Out of the data below, copy every line with the string "getDbMock".

Collected data entries
----------

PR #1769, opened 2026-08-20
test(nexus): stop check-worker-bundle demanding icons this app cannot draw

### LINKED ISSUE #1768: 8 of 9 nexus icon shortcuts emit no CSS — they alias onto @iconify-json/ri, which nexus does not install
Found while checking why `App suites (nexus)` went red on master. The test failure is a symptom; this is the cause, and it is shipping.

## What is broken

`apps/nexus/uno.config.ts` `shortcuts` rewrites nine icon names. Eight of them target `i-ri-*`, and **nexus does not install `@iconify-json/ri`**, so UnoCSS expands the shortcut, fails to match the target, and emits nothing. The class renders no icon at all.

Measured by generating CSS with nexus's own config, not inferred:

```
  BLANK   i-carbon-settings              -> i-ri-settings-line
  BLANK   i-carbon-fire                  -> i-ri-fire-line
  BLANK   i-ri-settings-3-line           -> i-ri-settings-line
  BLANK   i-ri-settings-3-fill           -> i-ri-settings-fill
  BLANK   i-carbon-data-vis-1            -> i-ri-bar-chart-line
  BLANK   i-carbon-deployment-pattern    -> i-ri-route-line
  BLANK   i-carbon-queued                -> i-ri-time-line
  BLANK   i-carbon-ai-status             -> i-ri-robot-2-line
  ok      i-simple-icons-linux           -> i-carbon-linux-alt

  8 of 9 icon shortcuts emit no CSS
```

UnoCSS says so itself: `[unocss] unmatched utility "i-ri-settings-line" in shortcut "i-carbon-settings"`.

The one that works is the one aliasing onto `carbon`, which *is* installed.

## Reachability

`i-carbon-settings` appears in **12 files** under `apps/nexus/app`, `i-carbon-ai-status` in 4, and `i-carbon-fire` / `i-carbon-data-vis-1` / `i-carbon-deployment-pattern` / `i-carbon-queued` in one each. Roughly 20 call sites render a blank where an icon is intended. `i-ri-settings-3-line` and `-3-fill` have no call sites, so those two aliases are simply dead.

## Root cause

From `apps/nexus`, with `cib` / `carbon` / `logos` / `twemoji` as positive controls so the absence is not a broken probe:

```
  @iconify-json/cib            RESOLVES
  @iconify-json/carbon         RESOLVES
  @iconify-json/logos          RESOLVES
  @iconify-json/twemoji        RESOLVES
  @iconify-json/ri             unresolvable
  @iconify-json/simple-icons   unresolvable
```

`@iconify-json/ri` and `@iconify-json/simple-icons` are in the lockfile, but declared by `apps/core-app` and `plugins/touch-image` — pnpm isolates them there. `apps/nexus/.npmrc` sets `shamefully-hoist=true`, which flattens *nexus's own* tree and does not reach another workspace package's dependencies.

----------

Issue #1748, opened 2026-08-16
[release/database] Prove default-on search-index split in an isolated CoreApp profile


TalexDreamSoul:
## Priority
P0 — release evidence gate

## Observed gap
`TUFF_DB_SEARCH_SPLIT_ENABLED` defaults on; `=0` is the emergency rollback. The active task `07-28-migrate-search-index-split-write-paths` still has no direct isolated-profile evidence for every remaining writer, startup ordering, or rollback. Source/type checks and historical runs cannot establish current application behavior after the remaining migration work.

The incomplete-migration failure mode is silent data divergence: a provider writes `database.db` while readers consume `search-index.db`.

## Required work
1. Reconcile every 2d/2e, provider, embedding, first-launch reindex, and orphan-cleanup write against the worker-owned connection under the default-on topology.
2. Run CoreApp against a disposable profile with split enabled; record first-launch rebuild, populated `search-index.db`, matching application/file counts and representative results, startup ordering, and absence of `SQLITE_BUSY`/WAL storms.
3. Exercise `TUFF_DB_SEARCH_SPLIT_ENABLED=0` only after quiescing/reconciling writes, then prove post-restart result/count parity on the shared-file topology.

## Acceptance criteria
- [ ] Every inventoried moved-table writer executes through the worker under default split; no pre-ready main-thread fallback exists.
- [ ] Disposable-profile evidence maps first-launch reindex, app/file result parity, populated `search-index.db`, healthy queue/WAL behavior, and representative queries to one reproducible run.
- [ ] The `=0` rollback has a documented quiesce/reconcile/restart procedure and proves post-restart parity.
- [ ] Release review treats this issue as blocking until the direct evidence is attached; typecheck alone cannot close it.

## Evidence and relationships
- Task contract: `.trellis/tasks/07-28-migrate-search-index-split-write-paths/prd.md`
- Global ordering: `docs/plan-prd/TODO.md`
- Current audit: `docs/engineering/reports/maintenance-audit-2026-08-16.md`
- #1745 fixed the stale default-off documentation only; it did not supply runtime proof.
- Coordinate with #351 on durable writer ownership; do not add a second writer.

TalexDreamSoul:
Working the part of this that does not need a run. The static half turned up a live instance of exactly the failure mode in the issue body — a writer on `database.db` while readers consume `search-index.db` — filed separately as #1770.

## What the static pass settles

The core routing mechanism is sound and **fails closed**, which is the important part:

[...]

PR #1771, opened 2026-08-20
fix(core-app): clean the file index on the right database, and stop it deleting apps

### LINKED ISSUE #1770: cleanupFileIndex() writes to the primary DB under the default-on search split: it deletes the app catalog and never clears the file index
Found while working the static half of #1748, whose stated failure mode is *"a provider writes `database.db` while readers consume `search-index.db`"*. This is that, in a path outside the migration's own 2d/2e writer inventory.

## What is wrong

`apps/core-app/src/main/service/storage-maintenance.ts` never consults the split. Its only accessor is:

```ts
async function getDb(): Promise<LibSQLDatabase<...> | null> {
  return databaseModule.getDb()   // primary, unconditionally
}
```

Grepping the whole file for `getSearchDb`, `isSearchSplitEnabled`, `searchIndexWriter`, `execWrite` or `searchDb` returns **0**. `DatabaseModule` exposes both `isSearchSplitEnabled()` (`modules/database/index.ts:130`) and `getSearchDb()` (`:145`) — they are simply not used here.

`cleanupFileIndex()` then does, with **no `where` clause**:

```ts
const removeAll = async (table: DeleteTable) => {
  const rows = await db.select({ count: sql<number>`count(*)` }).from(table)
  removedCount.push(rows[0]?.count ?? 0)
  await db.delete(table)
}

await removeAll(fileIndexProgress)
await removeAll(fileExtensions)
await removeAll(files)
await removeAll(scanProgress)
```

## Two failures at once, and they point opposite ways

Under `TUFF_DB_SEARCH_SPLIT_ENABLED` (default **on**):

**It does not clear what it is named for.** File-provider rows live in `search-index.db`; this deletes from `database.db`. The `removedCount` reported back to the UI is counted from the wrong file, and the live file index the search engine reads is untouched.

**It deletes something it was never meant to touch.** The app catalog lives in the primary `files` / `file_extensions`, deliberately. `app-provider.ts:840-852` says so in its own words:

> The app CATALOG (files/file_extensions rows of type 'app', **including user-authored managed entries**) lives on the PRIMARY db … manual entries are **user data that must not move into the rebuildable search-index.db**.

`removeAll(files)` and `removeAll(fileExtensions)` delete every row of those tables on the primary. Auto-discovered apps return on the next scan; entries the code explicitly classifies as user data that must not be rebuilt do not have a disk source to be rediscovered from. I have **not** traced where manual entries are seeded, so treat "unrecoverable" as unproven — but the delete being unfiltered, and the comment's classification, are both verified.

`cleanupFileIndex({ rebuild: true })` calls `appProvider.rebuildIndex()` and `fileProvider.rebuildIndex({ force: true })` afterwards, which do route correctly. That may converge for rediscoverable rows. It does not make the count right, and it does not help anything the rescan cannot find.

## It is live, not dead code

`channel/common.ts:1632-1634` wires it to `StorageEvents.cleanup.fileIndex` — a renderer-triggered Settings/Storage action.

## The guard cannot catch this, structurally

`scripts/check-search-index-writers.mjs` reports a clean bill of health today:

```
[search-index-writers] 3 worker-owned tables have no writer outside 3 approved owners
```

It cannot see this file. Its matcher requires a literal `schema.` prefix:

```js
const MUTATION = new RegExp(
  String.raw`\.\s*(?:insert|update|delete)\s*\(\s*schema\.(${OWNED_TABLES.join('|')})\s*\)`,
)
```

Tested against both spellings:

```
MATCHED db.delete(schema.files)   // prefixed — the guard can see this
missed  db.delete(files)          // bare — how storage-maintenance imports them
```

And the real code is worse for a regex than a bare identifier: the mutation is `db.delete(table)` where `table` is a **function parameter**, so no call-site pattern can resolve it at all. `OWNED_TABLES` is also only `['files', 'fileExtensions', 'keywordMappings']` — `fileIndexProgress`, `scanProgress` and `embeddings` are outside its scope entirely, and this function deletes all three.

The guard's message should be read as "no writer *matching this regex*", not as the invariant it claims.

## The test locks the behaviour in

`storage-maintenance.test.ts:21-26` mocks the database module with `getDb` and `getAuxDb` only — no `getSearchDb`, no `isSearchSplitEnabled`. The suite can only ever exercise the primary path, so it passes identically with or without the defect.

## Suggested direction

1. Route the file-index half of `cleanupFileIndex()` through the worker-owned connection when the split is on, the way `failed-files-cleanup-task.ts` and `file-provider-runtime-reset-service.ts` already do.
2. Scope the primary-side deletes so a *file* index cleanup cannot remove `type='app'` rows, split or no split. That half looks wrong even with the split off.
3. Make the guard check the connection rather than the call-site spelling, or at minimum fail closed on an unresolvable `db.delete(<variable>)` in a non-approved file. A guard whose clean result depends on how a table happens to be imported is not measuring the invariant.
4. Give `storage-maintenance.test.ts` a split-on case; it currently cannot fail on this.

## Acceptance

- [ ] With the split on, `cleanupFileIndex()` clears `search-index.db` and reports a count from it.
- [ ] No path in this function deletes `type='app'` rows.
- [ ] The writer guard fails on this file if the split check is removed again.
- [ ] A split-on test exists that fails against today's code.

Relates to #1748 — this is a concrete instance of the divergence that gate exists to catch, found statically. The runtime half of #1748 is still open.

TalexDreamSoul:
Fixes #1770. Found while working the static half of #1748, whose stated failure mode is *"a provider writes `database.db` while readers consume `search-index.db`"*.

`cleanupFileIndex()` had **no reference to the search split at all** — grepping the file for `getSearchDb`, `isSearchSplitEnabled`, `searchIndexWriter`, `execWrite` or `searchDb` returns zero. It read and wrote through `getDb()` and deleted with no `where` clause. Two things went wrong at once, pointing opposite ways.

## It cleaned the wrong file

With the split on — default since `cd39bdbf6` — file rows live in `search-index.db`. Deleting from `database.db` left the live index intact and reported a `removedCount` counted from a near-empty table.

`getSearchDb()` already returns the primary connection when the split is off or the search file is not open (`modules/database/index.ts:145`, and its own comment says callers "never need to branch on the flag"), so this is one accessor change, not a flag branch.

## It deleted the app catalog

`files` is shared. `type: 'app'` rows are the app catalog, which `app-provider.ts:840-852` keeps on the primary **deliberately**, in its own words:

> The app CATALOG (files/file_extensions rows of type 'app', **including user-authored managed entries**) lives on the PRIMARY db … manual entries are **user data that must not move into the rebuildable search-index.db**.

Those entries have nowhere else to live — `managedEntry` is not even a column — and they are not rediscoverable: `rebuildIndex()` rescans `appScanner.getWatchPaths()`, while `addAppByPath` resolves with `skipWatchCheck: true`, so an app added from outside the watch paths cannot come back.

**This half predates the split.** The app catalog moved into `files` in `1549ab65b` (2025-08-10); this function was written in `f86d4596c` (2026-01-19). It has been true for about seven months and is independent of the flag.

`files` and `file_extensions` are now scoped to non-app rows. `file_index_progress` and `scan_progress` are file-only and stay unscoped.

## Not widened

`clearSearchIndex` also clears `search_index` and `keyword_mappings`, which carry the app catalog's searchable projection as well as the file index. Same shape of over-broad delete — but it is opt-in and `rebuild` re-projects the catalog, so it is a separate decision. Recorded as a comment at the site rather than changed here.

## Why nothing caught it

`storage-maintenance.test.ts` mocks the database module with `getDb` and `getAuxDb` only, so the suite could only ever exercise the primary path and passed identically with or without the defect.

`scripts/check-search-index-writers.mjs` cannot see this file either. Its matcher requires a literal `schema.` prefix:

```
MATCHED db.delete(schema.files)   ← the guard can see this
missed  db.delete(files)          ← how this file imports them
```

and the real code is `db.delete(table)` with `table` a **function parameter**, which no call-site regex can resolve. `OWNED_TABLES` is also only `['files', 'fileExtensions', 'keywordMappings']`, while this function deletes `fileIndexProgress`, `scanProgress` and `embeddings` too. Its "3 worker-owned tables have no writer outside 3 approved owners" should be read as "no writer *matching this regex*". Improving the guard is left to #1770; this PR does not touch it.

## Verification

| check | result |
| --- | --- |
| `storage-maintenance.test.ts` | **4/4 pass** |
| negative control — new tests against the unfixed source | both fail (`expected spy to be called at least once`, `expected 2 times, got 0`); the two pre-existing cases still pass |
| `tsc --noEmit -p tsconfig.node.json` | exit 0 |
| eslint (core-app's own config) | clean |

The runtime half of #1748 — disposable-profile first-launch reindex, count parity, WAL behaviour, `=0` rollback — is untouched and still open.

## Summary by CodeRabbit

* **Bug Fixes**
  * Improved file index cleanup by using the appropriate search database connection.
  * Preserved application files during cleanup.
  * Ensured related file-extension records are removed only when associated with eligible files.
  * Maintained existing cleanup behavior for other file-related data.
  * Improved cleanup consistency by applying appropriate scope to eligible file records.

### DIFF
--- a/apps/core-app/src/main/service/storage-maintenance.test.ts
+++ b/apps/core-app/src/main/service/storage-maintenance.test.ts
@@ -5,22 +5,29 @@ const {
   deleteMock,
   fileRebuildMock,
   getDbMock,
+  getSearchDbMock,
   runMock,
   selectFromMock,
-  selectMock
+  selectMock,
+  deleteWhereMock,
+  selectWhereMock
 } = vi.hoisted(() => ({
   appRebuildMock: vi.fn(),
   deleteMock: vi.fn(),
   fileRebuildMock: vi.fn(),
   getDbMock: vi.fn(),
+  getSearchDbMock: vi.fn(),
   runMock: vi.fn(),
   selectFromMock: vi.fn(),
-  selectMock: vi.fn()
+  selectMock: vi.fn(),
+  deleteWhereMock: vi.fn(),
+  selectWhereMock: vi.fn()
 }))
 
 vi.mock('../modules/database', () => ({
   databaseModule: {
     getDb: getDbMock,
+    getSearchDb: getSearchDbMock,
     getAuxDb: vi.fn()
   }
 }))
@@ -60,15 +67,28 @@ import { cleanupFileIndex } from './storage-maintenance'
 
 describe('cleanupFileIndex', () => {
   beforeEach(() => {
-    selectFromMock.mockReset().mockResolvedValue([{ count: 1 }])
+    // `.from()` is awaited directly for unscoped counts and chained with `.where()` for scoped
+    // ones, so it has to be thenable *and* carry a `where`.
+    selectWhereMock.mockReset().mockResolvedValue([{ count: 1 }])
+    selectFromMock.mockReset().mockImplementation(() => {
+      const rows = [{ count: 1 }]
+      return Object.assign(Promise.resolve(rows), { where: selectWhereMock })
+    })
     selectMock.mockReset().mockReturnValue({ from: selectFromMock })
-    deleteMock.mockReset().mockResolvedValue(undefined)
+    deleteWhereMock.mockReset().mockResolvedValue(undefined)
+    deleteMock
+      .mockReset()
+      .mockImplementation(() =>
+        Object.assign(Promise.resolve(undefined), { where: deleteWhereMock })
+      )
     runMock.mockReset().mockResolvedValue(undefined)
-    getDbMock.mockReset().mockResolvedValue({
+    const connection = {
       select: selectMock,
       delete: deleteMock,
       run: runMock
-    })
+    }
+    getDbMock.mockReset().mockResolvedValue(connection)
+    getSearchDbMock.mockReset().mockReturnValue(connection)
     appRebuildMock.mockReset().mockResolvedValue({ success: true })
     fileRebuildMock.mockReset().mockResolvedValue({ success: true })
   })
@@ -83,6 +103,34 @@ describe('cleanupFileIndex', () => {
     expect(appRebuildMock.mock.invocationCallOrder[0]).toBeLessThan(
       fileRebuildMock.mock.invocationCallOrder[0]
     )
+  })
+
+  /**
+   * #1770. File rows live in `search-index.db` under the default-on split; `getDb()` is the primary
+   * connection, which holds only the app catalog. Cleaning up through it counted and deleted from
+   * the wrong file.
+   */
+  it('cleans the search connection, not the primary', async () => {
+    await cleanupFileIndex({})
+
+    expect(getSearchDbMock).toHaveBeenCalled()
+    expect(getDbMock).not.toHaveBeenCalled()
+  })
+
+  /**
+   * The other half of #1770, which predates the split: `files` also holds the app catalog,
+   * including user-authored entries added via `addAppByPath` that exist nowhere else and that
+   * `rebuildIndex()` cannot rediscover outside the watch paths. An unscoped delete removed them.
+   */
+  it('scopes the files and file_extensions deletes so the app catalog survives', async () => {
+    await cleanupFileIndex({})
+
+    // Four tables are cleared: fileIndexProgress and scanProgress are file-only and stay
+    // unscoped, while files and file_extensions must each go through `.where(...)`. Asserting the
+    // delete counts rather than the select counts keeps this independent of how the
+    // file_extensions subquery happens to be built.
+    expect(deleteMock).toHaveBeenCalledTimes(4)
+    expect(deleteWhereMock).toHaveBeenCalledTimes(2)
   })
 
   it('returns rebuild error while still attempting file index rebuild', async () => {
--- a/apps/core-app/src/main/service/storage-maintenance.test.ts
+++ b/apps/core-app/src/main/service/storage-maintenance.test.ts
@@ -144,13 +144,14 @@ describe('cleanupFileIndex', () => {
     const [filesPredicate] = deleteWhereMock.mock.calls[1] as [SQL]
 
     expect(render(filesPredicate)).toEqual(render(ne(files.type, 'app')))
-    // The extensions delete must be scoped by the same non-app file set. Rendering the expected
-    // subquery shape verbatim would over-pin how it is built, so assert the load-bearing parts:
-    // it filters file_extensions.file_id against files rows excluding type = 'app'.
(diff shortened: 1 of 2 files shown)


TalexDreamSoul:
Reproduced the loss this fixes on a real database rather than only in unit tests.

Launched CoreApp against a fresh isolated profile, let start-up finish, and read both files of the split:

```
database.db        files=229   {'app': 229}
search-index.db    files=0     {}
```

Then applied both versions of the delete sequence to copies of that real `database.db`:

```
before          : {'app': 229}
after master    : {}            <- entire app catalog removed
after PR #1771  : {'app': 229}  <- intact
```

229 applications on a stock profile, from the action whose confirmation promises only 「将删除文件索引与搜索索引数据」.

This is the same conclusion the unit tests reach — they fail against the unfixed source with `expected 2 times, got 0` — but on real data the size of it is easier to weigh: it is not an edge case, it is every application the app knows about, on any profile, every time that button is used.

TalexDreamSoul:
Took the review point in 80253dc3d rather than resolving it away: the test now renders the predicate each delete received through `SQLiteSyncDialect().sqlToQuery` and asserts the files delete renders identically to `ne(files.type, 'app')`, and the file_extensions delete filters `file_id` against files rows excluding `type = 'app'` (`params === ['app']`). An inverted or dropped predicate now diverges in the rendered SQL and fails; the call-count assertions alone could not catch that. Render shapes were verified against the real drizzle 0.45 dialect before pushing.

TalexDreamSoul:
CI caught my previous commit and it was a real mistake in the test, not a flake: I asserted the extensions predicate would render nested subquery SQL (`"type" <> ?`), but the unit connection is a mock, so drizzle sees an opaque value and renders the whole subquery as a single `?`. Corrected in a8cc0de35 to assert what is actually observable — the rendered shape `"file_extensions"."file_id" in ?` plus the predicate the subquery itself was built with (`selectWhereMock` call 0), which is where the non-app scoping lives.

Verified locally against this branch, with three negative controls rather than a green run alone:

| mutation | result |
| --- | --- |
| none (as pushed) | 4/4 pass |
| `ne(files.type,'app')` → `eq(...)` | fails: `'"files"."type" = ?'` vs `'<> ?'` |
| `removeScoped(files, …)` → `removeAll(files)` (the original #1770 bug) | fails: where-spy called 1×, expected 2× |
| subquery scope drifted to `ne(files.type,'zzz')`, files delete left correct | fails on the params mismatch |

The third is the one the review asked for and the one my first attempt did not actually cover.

----------

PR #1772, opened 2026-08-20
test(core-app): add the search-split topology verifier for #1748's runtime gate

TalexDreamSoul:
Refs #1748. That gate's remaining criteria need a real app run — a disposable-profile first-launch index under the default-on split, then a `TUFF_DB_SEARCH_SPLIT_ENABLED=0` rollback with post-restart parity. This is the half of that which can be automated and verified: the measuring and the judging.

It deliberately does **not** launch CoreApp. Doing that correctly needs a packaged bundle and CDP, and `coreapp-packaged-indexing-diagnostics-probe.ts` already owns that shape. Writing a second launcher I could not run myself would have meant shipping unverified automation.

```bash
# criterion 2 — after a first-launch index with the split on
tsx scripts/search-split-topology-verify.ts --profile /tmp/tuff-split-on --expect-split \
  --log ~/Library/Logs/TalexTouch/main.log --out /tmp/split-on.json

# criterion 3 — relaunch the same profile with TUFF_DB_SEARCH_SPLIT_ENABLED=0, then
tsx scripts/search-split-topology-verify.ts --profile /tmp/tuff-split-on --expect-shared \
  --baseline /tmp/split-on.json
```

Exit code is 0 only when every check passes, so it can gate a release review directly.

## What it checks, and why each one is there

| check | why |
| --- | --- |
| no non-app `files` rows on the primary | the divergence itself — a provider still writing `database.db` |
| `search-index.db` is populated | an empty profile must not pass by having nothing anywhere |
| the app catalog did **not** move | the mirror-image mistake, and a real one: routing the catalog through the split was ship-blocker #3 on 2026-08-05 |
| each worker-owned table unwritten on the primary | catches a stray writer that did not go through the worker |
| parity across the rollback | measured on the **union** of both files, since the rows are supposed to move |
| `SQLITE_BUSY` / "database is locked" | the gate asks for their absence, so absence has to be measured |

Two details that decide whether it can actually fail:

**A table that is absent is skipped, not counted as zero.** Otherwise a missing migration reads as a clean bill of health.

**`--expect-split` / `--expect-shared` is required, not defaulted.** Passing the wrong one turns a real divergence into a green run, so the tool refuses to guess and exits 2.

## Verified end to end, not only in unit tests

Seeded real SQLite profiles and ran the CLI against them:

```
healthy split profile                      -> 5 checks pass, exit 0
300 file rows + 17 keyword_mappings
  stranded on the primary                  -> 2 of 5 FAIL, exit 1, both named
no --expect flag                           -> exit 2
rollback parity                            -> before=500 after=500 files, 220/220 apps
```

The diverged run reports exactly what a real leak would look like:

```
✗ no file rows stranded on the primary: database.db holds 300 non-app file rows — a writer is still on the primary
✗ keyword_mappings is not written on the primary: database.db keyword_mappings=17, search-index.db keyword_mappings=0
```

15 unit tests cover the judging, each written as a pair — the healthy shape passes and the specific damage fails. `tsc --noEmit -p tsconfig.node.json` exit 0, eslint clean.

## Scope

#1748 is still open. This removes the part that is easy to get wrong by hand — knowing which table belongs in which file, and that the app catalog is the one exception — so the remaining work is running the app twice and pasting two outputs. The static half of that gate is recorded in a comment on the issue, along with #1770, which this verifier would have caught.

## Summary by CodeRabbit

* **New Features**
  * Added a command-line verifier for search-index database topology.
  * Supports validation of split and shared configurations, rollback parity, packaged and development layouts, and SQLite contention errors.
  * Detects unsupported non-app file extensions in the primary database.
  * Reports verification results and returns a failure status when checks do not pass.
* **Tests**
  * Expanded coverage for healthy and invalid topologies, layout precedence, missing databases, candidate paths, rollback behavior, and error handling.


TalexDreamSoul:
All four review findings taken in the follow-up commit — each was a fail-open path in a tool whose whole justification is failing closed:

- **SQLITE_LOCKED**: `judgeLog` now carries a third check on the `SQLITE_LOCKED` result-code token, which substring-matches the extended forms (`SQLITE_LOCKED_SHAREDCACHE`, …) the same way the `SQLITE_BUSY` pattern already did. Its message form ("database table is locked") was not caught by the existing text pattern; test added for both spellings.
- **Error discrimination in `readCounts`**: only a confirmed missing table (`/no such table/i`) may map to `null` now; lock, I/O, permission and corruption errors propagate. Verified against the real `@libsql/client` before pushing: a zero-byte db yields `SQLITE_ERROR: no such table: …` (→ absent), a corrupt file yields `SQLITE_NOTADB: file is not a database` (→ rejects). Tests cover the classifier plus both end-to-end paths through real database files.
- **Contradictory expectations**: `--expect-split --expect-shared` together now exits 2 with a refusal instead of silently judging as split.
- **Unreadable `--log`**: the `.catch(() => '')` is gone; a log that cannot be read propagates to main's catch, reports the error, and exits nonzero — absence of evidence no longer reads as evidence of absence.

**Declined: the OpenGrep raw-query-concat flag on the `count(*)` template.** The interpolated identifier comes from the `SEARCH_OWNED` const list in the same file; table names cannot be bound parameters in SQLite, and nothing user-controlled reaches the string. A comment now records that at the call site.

----------

**Task solution**
   getDbMock,
   getDbMock: vi.fn(),
     getDb: getDbMock,
-    getDbMock.mockReset().mockResolvedValue({
+    getDbMock.mockReset().mockResolvedValue(connection)
+    expect(getDbMock).not.toHaveBeenCalled()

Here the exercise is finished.